Write out the records below word for word, please.

START DATASET RECORDS

PR #7208, opened 2022-04-03
Add a proper Kotlin constructor for Request

swankjesse:
This turns out to be very useful throughout our test suite.


okhttp/src/jvmTest/java/okhttp3/RequestTest.java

END DATASET RECORDS

→ ANSWER SPACE
PR #7208, opened 2022-04-03
Add a proper Kotlin constructor for Request

swankjesse:
This turns out to be very useful throughout our test suite.


okhttp/src/jvmTest/java/okhttp3/RequestTest.java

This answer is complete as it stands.